TASK PROMPT →
Scan the entries below and tally the lines that include "cherry". Return nothing but the tally.

THE INPUT →
PR #3598, opened 2025-03-07
Update Scala to 3.6.4

WojciechMazur:
PR submitted automatically by Scala 3 release tooling.


mzuehlke:
There are already ignores for Scala "3.7.0" in place (above the change)
So I would suggest to either remove these ignore or ignore version "3.6.5"

mzuehlke (approved):

PR #3605, opened 2025-03-17
Add artifact migration for scala-uri

stkeky:
Per original repo [lemonlabsuk/scala-uri](https://github.com/lemonlabsuk/scala-uri?tab=readme-ov-file), it's no longer maintained and the new maintained fork is [indoorvivants/scala-uri](https://github.com/indoorvivants/scala-uri).


mzuehlke (approved):
Thanks

Issue #3612, opened 2025-03-21
feature for library authors: testing library updates using Scala Steward to raise draft PRs with specified library updates


rtyley:
At the Guardian, we publish over 40 Scala software libraries, some which are general-purpose (eg. [`etag-caching`](https://github.com/guardian/etag-caching), [`redirect-resolver`](https://github.com/guardian/redirect-resolver)), some quite Guardian-specific (eg. [`content-api-scala-client`](https://github.com/guardian/content-api-scala-client)).  We have dozens of development teams, and don’t use a single monorepo (we have 200 active Scala repos, over half of which are open-source), but instead many interlinked library dependencies - teams expose libraries to other teams.

When I'm changing a library that many Guardian repositories depend upon, I'd often like to know how deeply it affects them - of the 20 or so services using the library, which ones will break, and how? Will their CI fail? To find that out I need to release a preview version of the library (which I do using [`gha-scala-library-release-workflow`](https://github.com/guardian/gha-scala-library-release-workflow/blob/main/docs/making-a-release.md#choose-release-type)), then raise 20 draft PRs, updating the artifact version in each repo, to trigger it's CI.

Scala Steward has a very good engine (`NurtureAlg`) for working out what artifacts a repo uses, updating artifact versions in arbitrary build files (`EditAlg`) and raising PRs (`PullRequestRepository`) - I would just like to be able to tell it what specific artifact update to roll out, rather than let it choose!

My ideal workflow would be something like invoking our [existing scheduled Scala Steward workflow](https://github.com/guardian/scala-steward-public-repos/actions) manually, but passing in [`workflow_dispatch` inputs](https://docs.github.com/en/actions/writing-workflows/workflow-syntax-for-github-actions#example-of-onworkflow_dispatchinputs) that let me specify which artifact and version I want updated. Then Scala Steward would raise PRs (only within my organisation, where our Scala Steward is authorised to run!) in draft, and ideally output a list of convenient links to each PR.

I realise this is a use case that might apply to a relatively small number of organisations - but I wonder if it would be possible to work on changes to Scala Steward that are relatively un-obtrusive that facilitate this workflow?

fthomas:
Except the draft part, this may be already possible by using an instance-wide repo config via [`--repo-config`](https://github.com/scala-steward-org/scala-steward/blob/main/docs/help.md) and [`updates.allowPreReleases`](https://github.com/scala-steward-org/scala-steward/blob/main/docs/repo-specific-configuration.md).

PR #3628, opened 2025-04-22
Allow configuring Pull Requests to be 'draft'

rtyley:


fthomas:
Thanks for the PR, @rtyley and @JamieB-gu!

Using a boolean for `pullRequests.draft` is fine with me but wrt to #3612 I wonder if it would better suit your needs if `pullRequests.draft` would be a list of `UpdatePattern` so that draft PRs are only used for updates matching a pattern in that list. Or maybe instead of using a boolean for all PRs we could have a boolean like `pullRequests.preReleasesAsDrafts` so that draft PRs are only used for the updates matching `updates.allowPreReleases`. Both of these would prevent Scala Steward from creating draft PRs for normal regular updates. With `preReleasesAsDrafts` you would also only need to change `updates.allowPreReleases` for #3612 and not flip `pullRequests.draft` from `false` to `true` and back.

fthomas:
I guess with `preReleasesAsDrafts` you probably wouldn't need to change your repo config often. You could set it
```hocon
pullRequests.preReleasesAsDrafts = true
updates.allowPreReleases = [
  { groupId = "com.gu" },
  # all other groupId of your internal libraries
]
```
and then get draft PRs for Guardian pre-releases and regular PRs for everything else.

rtyley:
> I wonder if it would better suit your needs if `pullRequests.draft` would be a list of `UpdatePattern` so that draft PRs are only used for updates matching a pattern in that list. Or maybe instead of using a boolean for all PRs we could have a boolean like `pullRequests.preReleasesAsDrafts` so that draft PRs are only used for the updates matching `updates.allowPreReleases`. Both of these would prevent Scala Steward from creating draft PRs for normal regular updates. With `preReleasesAsDrafts` you would also only need to change `updates.allowPreReleases` for #3612 and not flip `pullRequests.draft` from `false` to `true` and back.

Actually, for #3612, we've already decided we'll have to specifically [generate](https://github.com/guardian/scala-steward-public-repos/blob/d9dcdcecc844ccb41d3ff17d5a4c6ff99f382002/.github/workflows/reusable-scala-steward.yml#L63-L71) a `scala-steward.conf` for whichever update we want to push out - because we already have [a quite extensive `scala-steward.conf`](https://github.com/guardian/scala-steward-public-repos/blob/main/scala-steward.conf) in global use, and the rules in there clash with the actual minimal configuration we want this specific Scala Steward job to run with, which would be like this:

```
updates.allow = [{ groupId = "com.gu", artifactId = "redirect-resolver", version = "0.0.38-PREVIEW.try-out-tool-versions-support.2024-04-26T1649.b33d9ccd" }]
commits.message = "[TEST - please ignore]: Update ${artifactName} from ${currentVersion} to ${nextVersion}"
```

The clashes with elements in our normal config include:

* `pullRequests.frequency` & `dependencyOverrides.pullRequests.frequency` - we normally throttle the rate at which new PRs are raised to avoid overloading the teams that maintain repos. However, this is really unhelpful if we are trying to push out a preview of a new library release - we want all those draft PRs raised _now_ - and not be 'ignored' for days by Scala Steward due to our normal config.
* `pullRequests.grouping` - we have a [dedicated grouping](https://github.com/guardian/scala-steward-public-repos/blob/be6c87aa632837ca0d1c1f221662001b74aa5247/scala-steward.conf#L2) for _our_ dependencies (under the `com.gu` groupId), as they're generally more pertinent and important to our teams. However, when we are pushing out a preview of a new library release, we don't want it to interact with any existing PRs under that grouping- we want our own isolated PRs.

As we already have to generate a specific `scala-steward.conf`, it's no problem for us to have to add or remove a `pullRequests.draft` flag from the configuration!

Just to be clear, we anticipate having a normal scheduled Scala Steward job running with our normal `scala-steward.conf`, and then additionally ad-hoc runs of our Scala Steward workflow running with minimal custom-generated `scala-steward.conf` to perform specific updates as required by developers.

It's also possible, that although I'm focussing on the _preview_-of-a-new-library-release use-case, we might also want to raise draft PRs for _non_-preview releases - it's often the case that updating a dependency version number is not enough to get an update PR to compile - manual code updates may be required - and we might want to put that work on the developer of the update, rather than the teams maintaining the consuming repos, so draft PRs would still be appropriate until the PR is in a state fit for maintaining teams to review. Consequently we would probably prefer `pullRequests.draft` to `pullRequests.preReleasesAsDrafts`?

fthomas (approved):
Thanks for the detailed explanation @rtyley! The simple `pullRequests.draft` boolean (as in this PR) seems like a good fit for what you're trying to achieve.

rtyley:
Thanks for approving the PR @fthomas ! Is it ok to also merge at this point?

PR #3659, opened 2025-06-17
Prevent `version.isSnapshot` from incorrectly identifying versions with hashes as snapshots

jonathonherbert:
## What's changed?

At the moment, [we're attempting to create a workflow](https://github.com/guardian/scala-steward-public-repos/pull/90) to raise PRs against consuming projects when we publish prereleases.  

In attempting to [use `updates.allowPrereleases` to do that](https://github.com/scala-steward-org/scala-steward/issues/3612#issuecomment-2743182650), we've encountered an issue where the commit hash in our prerelease version (e.g. `0.0.37-PREVIEW.try-out-verify-artifact-hashes.2024-04-25T1652.c7fa7c2b`) results in scala-steward misidentifying our release as a snapshot. As a result, it won't consider it as a valid next version.

This PR corrects the behaviour of `version.isSnapshot`, which was incorrectly identifying versions with hashes as snapshots.

As far as we're aware, snapshotted versions are usually identified by a `-SNAPSHOT` suffix, which the case below already covers:
https://github.com/scala-steward-org/scala-steward/blob/ef70026241d282af7ee279b2f64af2d2d7abb451/modules/core/src/main/scala/org/scalasteward/core/data/Version.scala#L173

### DIFF
--- a/modules/core/src/main/scala/org/scalasteward/core/data/Version.scala
+++ b/modules/core/src/main/scala/org/scalasteward/core/data/Version.scala
@@ -99,10 +99,9 @@ final case class Version(value: String) {
       case _                          => false
     }
 
-  private def isSnapshot: Boolean =
+  def isSnapshot: Boolean =
     components.exists {
       case a: Version.Component.Alpha => a.isSnapshotIdent
-      case _: Version.Component.Hash  => true
       case _                          => false
     }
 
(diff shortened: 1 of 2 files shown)


rtyley:
I couldn't find any evidence that version numbers with hashes in them should always be considered as snapshot releases - here's a counter-example, where a non-snapshot release of an `sbt` dependency contained a hash in its version number:

https://mvnrepository.com/artifact/org.scala-sbt.ivy/ivy/2.3.0-sbt-396a783bba347016e7fe30dacc60d355be607fe2

...so I think this PR is correct: `version.isSnapshot` should _not_ consider a version number to denote a snapshot just because it contains a hash.

PR #3665, opened 2025-06-25
Tighten up http4s-0.19.0 ignores

rossabaker:
http4s has multiple repos, and some of them have or will have 0.19.0 tags that were not affected by the ill-fated v0.19.0 on http4s/http4s.  This makes the list of artifacts explicit, and switches to exact version numbering.

### DIFF
--- a/modules/core/src/main/resources/default.scala-steward.conf
+++ b/modules/core/src/main/resources/default.scala-steward.conf
@@ -242,7 +242,23 @@ updates.ignore = [
   { groupId = "net.sourceforge.plantuml", artifactId = "plantuml", version = "2017." },
 
   // https://github.com/http4s/http4s/pull/2153
-  { groupId = "org.http4s", version = "0.19.0" },
+  { groupId = "org.http4s", artifactId = "http4s-argonaut", version = { exact = "0.19.0" } },
+  { groupId = "org.http4s", artifactId = "http4s-async-http-client", version = { exact = "0.19.0" } },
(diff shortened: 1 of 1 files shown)


rossabaker:
I found this because several sbt-http4s-org updates are [ignored by config](https://github.com/http4s/steward/actions/runs/15886414995/job/44799377461#step:6:99)

```
2025-06-25 20:25:14,518 INFO  Ignore org.http4s:sbt-http4s-org : 0.18.0 -> 1.0.1 -> 2.0.0 (reason: ignored by config)
```

I don't think this rule is the reason, because I think it's a prefix match?  But I don't see what else it would be, and I think this change is correct regardless: we don't want some future, _unrelated_ http4s 0.19.0 artifacts to be ignored.

fthomas:
> But I don't see what else it would be

I suspect it is because of entries like this: https://github.com/http4s/blaze/blob/d03480f5a00992ad87eaa3ea1849387040cad952/.scala-steward.conf#L9

rossabaker:
You're right.  The project I was looking at _did_ get its update, and the line I zeroed in on was from a different branch.  Sorry for the noise.

I still think this PR is a more precise solution to the issue that config references, but it's also a lot more verbose.

fthomas:
> I still think this PR is a more precise solution to the issue that config references, but it's also a lot more verbose.

I don't mind the verbosity.

Thanks for the PR! Merging.

PR #3674, opened 2025-07-17
Retract smithy4s 0.18.38

kubukoz:


mzuehlke:
You probably want to add these artifacts to the ignore list, too.
This isn't happening automatically.

Example: https://github.com/scala-steward-org/scala-steward/pull/3595/files

kubukoz:
thanks, good idea

PR #3694, opened 2025-09-04
Bump default maxBufferSize

clairemcginty:
See discussion [here](https://github.com/scala-steward-org/scala-steward/pull/3282#issuecomment-3250222315); some repos are still overflowing the buffer size and not receiving scala-steward updates.


clairemcginty:
cc @mzuehlke would you mind taking a look? :)

mzuehlke:
Thanks @clairemcginty 👍

PR #3714, opened 2025-09-24
ignore http4s 0.23.31

samspills:
- not sure if I have all the correct packages here, is it necessary to ignore everything in the same release?

### DIFF
--- a/modules/core/src/main/resources/default.scala-steward.conf
+++ b/modules/core/src/main/resources/default.scala-steward.conf
@@ -332,6 +332,20 @@ updates.ignore = [
 
   // Ignore munit 1.1.2, as it removes some traits required for binary compatibility with munit-scalacheck
   { groupId = "org.scalameta", artifactId = "munit", version = "1.1.2" }
+
+  // Ignore http4s 0.23.31, as it broke binary compatibility
+  { groupId = "org.http4s", artifactId = "http4s-circe", version = { exact = "0.23.31" } },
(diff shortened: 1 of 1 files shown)


rossabaker:
Only http4s-dsl-0.23.31 is bad, but I don't know what ignoring just that one does when these all come from the same repository.

rossabaker (approved):
I think this is bigger than it needs to be, but I am confident it does the right thing and I don't understand the full ramifications of calling out just the http4s-dsl, so, :+1:.

mzuehlke:
> I think this is bigger than it needs to be, but I am confident it does the right thing and I don't understand the full ramifications of calling out just the http4s-dsl, so, 👍.

I think if you define the versions individually like:
```Scala
val http4s = Seq(
  "org.http4s" %% "http4s-blaze-server" % "0.21.0-M6",
  "org.http4s" %% "http4s-circe"        % "0.21.0-M6",
  "org.http4s" %% "http4s-dsl"          % "0.21.0-M6",
  "io.circe"   %% "circe-derivation"    % "0.12.0-M7" % Compile,
  "io.circe"   %% "circe-fs2"           % "0.12.0"
)
```
and we would only ignore `http4s-dsl`, Steward would update the other artifacts.

rossabaker:
We probably would have been fine as long as nothing pulled in something that depends on http4s-dsl (i.e., http4s-core would have been fine.). But this requires is less thinking, and it was superseded within a day, so I think we did the right thing here.

PR #3731, opened 2025-10-07
feat: Add mise.toml to supported defaults

henricook:
Also: Cover some mise-specific behaviour - like not updating an entry that says 'latest' to tests

https://github.com/scala-steward-org/scala-steward/issues/3730


exoego (approved):
LGTM

I also use mise in my work projects since it is faster and more capable than other tools in this area (e.g. asdf, sdkman).

PR #3734, opened 2025-10-12
Update Mill dependencies

lefou:
There are newer versions, but the artifactIds have changed, so we didn't detect it in automation.


lefou:
Can I get a review, please? @fthomas, maybe.

I don't understand the test failure. It looks unrelated to these changes.

lefou:
@mzuehlke That helped a lot. Thank you!

lefou:
Yes. This is just the update to the dependencies, so that Scala Steward can automatically pick up newer versions when available.

PR #3752, opened 2025-11-11
Add scalafix for `weaver-test` `0.11.0`

zainab-ali:
Note that version `0.11.0` hasn't been released yet, but the scalafix rules for it are [here](https://github.com/typelevel/weaver-test/blob/main/scalafix/rules/src/main/resources/META-INF/services/scalafix.v1.Rule).

I assume we should update the scala steward config _before_ releasing `0.11.0`


mzuehlke:
Thanks

PR #300, opened 2015-09-26
Fix Archivists Toolkit DIP Upload for Unix

jhsimpson:
When Archivists Toolkit is run on a unix server, the table names are case sensitive.  This PR fixes all sql statements in the upload-archiviststoolkit.py client script to work on both Windows and Unix servers.

This also adds empty values to a couple of columns in database inserts into Archivists Toolkit, because in some ATK deployments, those columns are not-nullable.  Archivematica doesn't have a value to put in, so an empty string ('') is used.

Small refactor to re-use one of the sql statements, combining 3 separate statements into 1.


Hwesta:
:+1:

jhsimpson:
merged into stable/1.4.x, and then cherry-picked into qa/1.5.x as:
5aa36e55f761b08c9a1c2be22fa87f9e8898e596
and
2ae9678a8d11ecb1c9850ec421855d7523da1923

Also cherry-picked into qa/1.x as:
ee1718087eda28c137f1436fd2b8d9e2360abe49
and
c39b618c4c6c673b9bea5d155e97535254aa7f0d

PR #301, opened 2015-09-28
SIP arrange APIs: various bugfixes

mistydemeo:
- Handle `storage_service.ResourceNotFound` exception gracefully, returning JSON-formatted responses instead of 500ing
- Return 404 when listing the contents of arrange if the requested path doesn't exist, instead of reporting that there are no files within the requested path


mistydemeo:
Also added a test for the new behaviour in the second commit.

Hwesta:
:+1:

PR #302, opened 2015-09-30
change uuid used in determing file format

jhsimpson:
the access file does not have file identification info in the database
use the original file uuid instead.

I am not 100% sure this is going to be correct in all circumstances.  I tested on a client site and it works as I want it to.


Hwesta:
:+1: Very client-specific but will be modified by in-progress work anyway.

PR #303, opened 2015-10-01
Logging (again/still)

Hwesta:
Tweak the logging dictConfig for the dashboard to catch or silence things better.  This should silence archivematica.mcp logs, log all other archivematica logs at DEBUG, and elasticsearch/archivesspace/archiviststoolkit at INFO. Everything else gets logged at WARNING.  Adds a dashboard.debug.log.

MCPClient also gets a MCPClient.debug.log file, and logs all archivematica logs, and everything else at WARNING

Tweaked MCPServer logging to log all archivematica logs and everything else at WARNING. No longer silences py.warnings.

Tweaked client script logging to remove duplicate handles.

This may get further work to read logging config from /etc/ instead of from code.

### DIFF
--- a/src/MCPClient/lib/archivematicaClient.py
+++ b/src/MCPClient/lib/archivematicaClient.py
@@ -211,10 +211,46 @@ def startThreads(t=1):
         t.daemon = True
         t.start()
 
+LOGGING_CONFIG = {
+    'version': 1,
+    'disable_existing_loggers': False,
+    'formatters': {
+        'detailed': {
+            'format': '%(levelname)-8s  %(asctime)s  %(name)s:%(module)s:%(funcName)s:%(lineno)d:  %(message)s',
+            'datefmt': '%Y-%m-%d %H:%M:%S'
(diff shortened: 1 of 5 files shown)


sevein:
Looking very good! Precisely, I'd love the logging to be configurable. If you ever do that, please also consider environment variables support in addition to /etc, e.g. I'd like to see something like `os.environ['MCPSERVER_LOG_LEVEL']` and `os.environ['MCPSERVER_LOG_HANDLER']` being prioritized over the same options in `/etc` or the application defaults.
We could have a number of predefined handlers that the user could choose via `MCPSERVER_LOG_HANDLER`, e.g. I want to redirect to `stderr` or `stdout` because that's ideal in containers.

mistydemeo:
Haven't tested, but looks good. :+1:

Hwesta:
Also merged into qa/1.5.x as 27e55620f7035311feca9e238e65a61b209ee5f4

PR #304, opened 2015-10-06
Close unusable database connections, refs #9021

sevein:
Wrap threaded functions to ensure that their database connections are only
recycled if they haven't outlived its maximum age or are in a recoverable
state, like Django does before and after HTTP requests.

It relies on `BaseDatabaseWrapper.close_if_unusable_or_obsolete()` in
`django.db.backends.base`.

### DIFF
--- a/src/archivematicaCommon/lib/archivematicaFunctions.py
+++ b/src/archivematicaCommon/lib/archivematicaFunctions.py
@@ -26,6 +26,9 @@ import lxml.etree as etree
 import os
 import re
 
+from django.db import close_old_connections
+
+
 REQUIRED_DIRECTORIES = [
     "logs",
     "logs/fileMeta",
@@ -211,9 +214,7 @@ def close_db_connections(fn):
     Similar to Django's behavior within HTTP request cycles.
     """
     def wrapped(*args,  **kwargs):
-        from django.db import close_old_connections
         try:
-            close_old_connections()
             return fn(*args, **kwargs)
         finally:
             close_old_connections()
--- a/src/archivematicaCommon/lib/archivematicaFunctions.py
+++ b/src/archivematicaCommon/lib/archivematicaFunctions.py
@@ -200,3 +200,21 @@ def create_structured_directory(basepath, manual_normalization=False, printing=F
     create_directories(REQUIRED_DIRECTORIES, basepath=basepath, printing=printing)
     if manual_normalization:
         create_directories(MANUAL_NORMALIZATION_DIRECTORIES, basepath=basepath, printing=printing)
+
+
+def close_db_connections(fn):
+    """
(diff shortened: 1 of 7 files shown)


src/archivematicaCommon/lib/archivematicaFunctions.py
```diff
@@ -200,3 +200,21 @@ def create_structured_directory(basepath, manual_normalization=False, printing=F
...
+def close_db_connections(fn):
+    """
+    Decorator to wrap a threaded function in a try-catch ensuring that the
+    database connections are closed if unrecoverable errors have occurred or if
+    it outlived its maximum age.
+
+    Similar to Django's behavior within HTTP request cycles.
+    """
+    def wrapped(*args,  **kwargs):
+        from django.db import close_old_connections
```
Hwesta: Imports should all be at the top of the file.

src/archivematicaCommon/lib/archivematicaFunctions.py
```diff
@@ -200,3 +200,21 @@ def create_structured_directory(basepath, manual_normalization=False, printing=F
...
+        try:
+            close_old_connections()
```
Hwesta: Why call this before the wrapped function? Isn't after enough?

src/archivematicaCommon/lib/archivematicaFunctions.py
sevein: That was intentional because I was trying to make sure that the module is not being cached by Python across multiple threads... but maybe that's going to happen regardless where the import statement is or just doesn't make any difference. I don't have much understanding on the internals.
But I tried with the import on the top and it seems to be working too.

src/archivematicaCommon/lib/archivematicaFunctions.py
sevein: I was trying to follow [Django's cleaning process before and after HTTP requests](https://github.com/django/django/blob/master/django/db/__init__.py#L60-L66) to the letter, but on a second thought I think you are totally right as we are not reusing threads in the same way that uWSGI is reusing processes. I'm guessing Django has its own mechanism to avoid sharing connections across threads.
I've tried without the first call and it seemed to work. More testing would be ideal.

sevein:
:+1: thanks

Hwesta:
:+1: Code changes look fine, and the investigation around them looks solid.

sevein:
@Hwesta, I'll spend some time tomorrow making sure that in #297 the connections are returned to the pool at the end of each thread using django_mysqlpool's `@auto_close_db` in the same places where I used `@close_db_connections` here. That may leave us with Justin's pool solution and no exhaustion of the pool because of threads not freeing the connections.

PR #306, opened 2015-10-13
Init Django before using ORM, refs #9040

sevein:
Redmine ticket: https://projects.artefactual.com/issues/9040

### DIFF
--- a/src/MCPClient/lib/clientScripts/parse_mets_to_db.py
+++ b/src/MCPClient/lib/clientScripts/parse_mets_to_db.py
@@ -9,13 +9,15 @@ import uuid
 
 import archivematicaXMLNamesSpace as ns
 
-# archivematicaCommon
-import fileOperations
-import databaseFunctions
-
+import django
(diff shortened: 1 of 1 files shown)


src/MCPClient/lib/clientScripts/parse_mets_to_db.py
```diff
@@ -13,6 +13,8 @@
 import fileOperations
 import databaseFunctions
 
+import django
+django.setup()
```
Hwesta, line 13: Does this need to happen before `fileOperations`/`databaseFunctions` is imported?  I usually moved the Django imports & init above the archivematicaCommon imports.

Hwesta:
:+1:

src/MCPClient/lib/clientScripts/parse_mets_to_db.py
sevein, line 13: That makes sense, I'll do it.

RESULT →
2